Die Situation ist folgende: Mein Partner und Ich möchten unsere Produkte gerne über Blogger und Influencer verkaufen. Dafür erhalten diese eine Gewinnbeteiligung (Provison) bzw. eine einmalige Zahlung (Honorar). Da wir mit relativ vielen Influencern arbeiten wollen und auch kein Interesse haben die steuerliche Situation jedes einzelnen zu prüfen, wollten wir die Zahlungen als Gutschrift verrechnen. Wir wollen uns also quasi eine Rechnung schreiben und sofort bezahlen.

Uns wurde die Form der Gutschrift empfohlen und gesagt, wir sollen keine Umsatzsteuer angeben, da die Influencer nicht UmSt. pflichtig sind. Nun stellt sich uns die Frage, ob wir als Grund für die nicht ausgewiesene Umsatzsteuer die Kleinunternehmerregelung angeben können. Wir wissen ja nicht, ob die Influencer ein Unternehmen angemeldet haben. Was diese ja eigentlich für eine Gutschrift müssten, da es schließlich nur bei B2B Geschäften geht oder kann man es auch bei B2C Geschäften so machen.
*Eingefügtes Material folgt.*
PR #2423, opened 2023-10-25
Chunked loading of training data

### LINKED ISSUE #2413: Use chunked loading in `ctapipe-train-*` tools

At the moment, the `ctapipe-train-...` tools use `TableLoader.read_telescope_events` to load all telescope events for a given telescope type in one go.

This potentially uses large amounts of memory given that we 

* Apply quality criteria that will throw away a significant percentage of the events
* Only use a subset of the available columns
* Sub-sample events if `n_events` or `n_signal` / `n_background` are configured.

Load data in smaller chunks, applying the event selection and column selection for each chunk and then merge chunks into the needed big training table to reduce overall memory usage.

LukasBeiske:
This will fix #2413.

- [X] `ctapipe-train-energy-regressor`
- [X] `ctapipe-train-particle-classifier`
- [X] `ctapipe-train-disp-reconstructor`

### DIFF
--- a/ctapipe/tools/train_disp_reconstructor.py
+++ b/ctapipe/tools/train_disp_reconstructor.py
@@ -3,15 +3,14 @@ Tool for training the DispReconstructor
 """
 import astropy.units as u
 import numpy as np
-from astropy.table import vstack
 
-from ctapipe.containers import CoordinateFrameType
 from ctapipe.core import Tool
 from ctapipe.core.traits import Bool, Int, IntTelescopeParameter, Path
-from ctapipe.exceptions import TooFewEvents
 from ctapipe.io import TableLoader
 from ctapipe.reco import CrossValidator, DispReconstructor
-from ctapipe.reco.preprocessing import check_valid_rows, horizontal_to_telescope
+from ctapipe.reco.preprocessing import horizontal_to_telescope
+
+from .utils import read_training_events
 
 __all__ = [
     "TrainDispReconstructor",
@@ -118,7 +117,28 @@ class TrainDispReconstructor(Tool):
         self.log.info("Training models for %d types", len(types))
         for tel_type in types:
             self.log.info("Loading events for %s", tel_type)
-            table = self._read_table(tel_type)
+            feature_names = self.models.features + [
+                "true_energy",
+                "subarray_pointing_lat",
+                "subarray_pointing_lon",
+                "true_alt",
+                "true_az",
+                "hillas_fov_lat",
+                "hillas_fov_lon",
+                "hillas_psi",
+            ]
+            table = read_training_events(
+                self.loader,
+                self.chunk_size,
+                tel_type,
+                self.models,
+                feature_names,
+                self.log,
+                self.rng,
+                self.n_events.tel[tel_type],
+            )
+            table[self.models.target] = self._get_true_disp(table)
+            table = table[self.models.features + [self.models.target, "true_energy"]]
 
             self.log.info("Train models on %s events", len(table))
             self.cross_validate(tel_type, table)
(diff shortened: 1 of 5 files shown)


ctapipe/tools/train_energy_regressor.py
```diff
@@ -113,31 +122,56 @@ def start(self):
...
+                )
+                n_valid_events_in_file += len(table_chunk)
+
+                table_chunk = self.regressor.feature_generator(
+                    table_chunk, subarray=self.loader.subarray
+                )
+                feature_names = self.regressor.features + [self.regressor.target]
+                table_chunk = table_chunk[feature_names]
+
+                valid = check_valid_rows(table_chunk)
```
maxnoe, line 159: Keep track of how many and only report once at the end?

ctapipe/tools/train_energy_regressor.py
```diff
@@ -113,31 +122,56 @@ def start(self):
...
+                if np.any(~valid):
```
maxnoe, line 160: It should be cheaper to evaluate `if not np.all(valid)` since that doesn't require inverting the whole array first.

ctapipe/tools/train_energy_regressor.py
LukasBeiske: I think doing the validity check itself after merging the chunks, is even simpler.

LukasBeiske: The quality criteria and the column selection would still happen within the loop, but in case there are other non-predictable events left, it would be better to also drop those within the loop, I guess. I will change it.

Tobychev:
Is there any test that checks that the `_read_tabel` functions are correct?

maxnoe:
This looks extremely similar between the three tools. Can we refactor the code into a single common function?

LukasBeiske:
> This looks extremely similar between the three tools. Can we refactor the code into a single common function?

For the disp tool, the calculation of `true_disp` needs columns which get dropped right after this calculation is done. But we could try to keep these needed columns if all of them are loaded, which only happens in the disp tool, and calculate `true_disp` outside of `_read_table`.

ctapipe/tools/train_disp_reconstructor.py
```diff
@@ -121,40 +128,62 @@ def start(self):
...
 
-        if not np.all(
-            table["subarray_pointing_frame"] == CoordinateFrameType.ALTAZ.value
-        ):
-            raise ValueError(
-                "Pointing information for training data has to be provided in horizontal coordinates"
-            )
+            valid = check_valid_rows(table_chunk)
+            if not np.all(valid):
+                n_non_predictable += np.sum(valid)
```
Tobychev, line 171: What does `n_non_predicatable` mean? From this line it looks like it stores the number of events that could be used for the ml reconstruction, so the "non" is a bit strange. 

Did you mean to say `np.sum(~valid)`?

LukasBeiske: Oh, yes you are right.

Tobychev (dismissed):

ctapipe/tools/utils.py
```diff
@@ -4,14 +4,18 @@
...
 from astropy.table import vstack
 
 from ctapipe.containers import CoordinateFrameType
+from ctapipe.core.traits import Int
 from ctapipe.exceptions import TooFewEvents
+from ctapipe.instrument.telescope import TelescopeDescription
+from ctapipe.io import TableLoader
 from ctapipe.reco.preprocessing import check_valid_rows
-from ctapipe.reco.sklearn import DispReconstructor
+from ctapipe.reco.sklearn import DispReconstructor, SKLearnReconstructor
```
maxnoe, line 18: Please use relative imports here.

ctapipe/tools/train_particle_classifier.py
```diff
@@ -181,8 +181,8 @@ def _read_input_data(self, tel_type):
             tel_type,
             self.classifier,
             feature_names,
-            self.log,
             self.rng,
+            self.log,
```
maxnoe, line 185: use keyword arguments to be safe against such errors

Tobychev (dismissed):

maxnoe (approved):

maxnoe (dismissed):

maxnoe (approved):

Tobychev (approved):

Oder können wir die Zahlung einfach überweisen und trotzdem als Betriebsausgabe geltend machen ? Wir wollen schließlich nicht mehr Einkommensteuer zahlen, als wir Gewinn gemacht haben.

Was wäre der einfachste Weg die Influencer zu bezahlen, ohne uns von denen einen Rechnung schreiben zu lassen und diese zu einer Gewerbeanmeldung zu drängen? Im Grunde ist es ja die steuerliche Situation von jemand anderem und nicht unsere.